**RECORDS PROVIDED:**
::::
PR #2405, opened 2023-01-26
refactor: Replace Cardinality isStricterThan with isIncludedIn

seakayone:
### Task Description/Number

A cardinality includes another cardinality if and only if the other cardinality is included in its entire range of possible values.

The previous method `isStricterThan` assumes/suggests a commutative property in the sense that when comparing different cardinalities `a` and `b` then if the comparison `a isStricterThan b == false` then `b isStricterThan a == true` must also hold. However, this is not the always the case as for example it is with `ZeroOrOne` and `AtLeastOne`. Both cardinalities are "stricter" than the other as their range of values only has a very small intersection and none contains the other in full. In the future with the introduction of other cardinalities e.g. ExactlyTwo an intersection might not even occur.

### Task Description/Number

Issue Number: DEV-1563

### Basic Requirements

### PR Type

- [ ] Yes
- [x] No

- [x] No

### DIFF
--- a/webapi/src/main/scala/org/knora/webapi/slice/ontology/domain/model/Cardinality.scala
+++ b/webapi/src/main/scala/org/knora/webapi/slice/ontology/domain/model/Cardinality.scala
@@ -18,17 +18,31 @@ sealed trait Cardinality {
   def max: Option[Int]
 
   /**
-   * Checks whether a cardinality is stricter than another one.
::::
**INSTRUCTIONS TO FOLLOW:** Restating every entry above word for word is the whole task.

**OUTPUT OF THE TASK:**
PR #2405, opened 2023-01-26
refactor: Replace Cardinality isStricterThan with isIncludedIn

seakayone:
### Task Description/Number

A cardinality includes another cardinality if and only if the other cardinality is included in its entire range of possible values.

The previous method `isStricterThan` assumes/suggests a commutative property in the sense that when comparing different cardinalities `a` and `b` then if the comparison `a isStricterThan b == false` then `b isStricterThan a == true` must also hold. However, this is not the always the case as for example it is with `ZeroOrOne` and `AtLeastOne`. Both cardinalities are "stricter" than the other as their range of values only has a very small intersection and none contains the other in full. In the future with the introduction of other cardinalities e.g. ExactlyTwo an intersection might not even occur.

### Task Description/Number

Issue Number: DEV-1563

### Basic Requirements

### PR Type

- [ ] Yes
- [x] No

- [x] No

### DIFF
--- a/webapi/src/main/scala/org/knora/webapi/slice/ontology/domain/model/Cardinality.scala
+++ b/webapi/src/main/scala/org/knora/webapi/slice/ontology/domain/model/Cardinality.scala
@@ -18,17 +18,31 @@ sealed trait Cardinality {
   def max: Option[Int]
 
   /**
-   * Checks whether a cardinality is stricter than another one.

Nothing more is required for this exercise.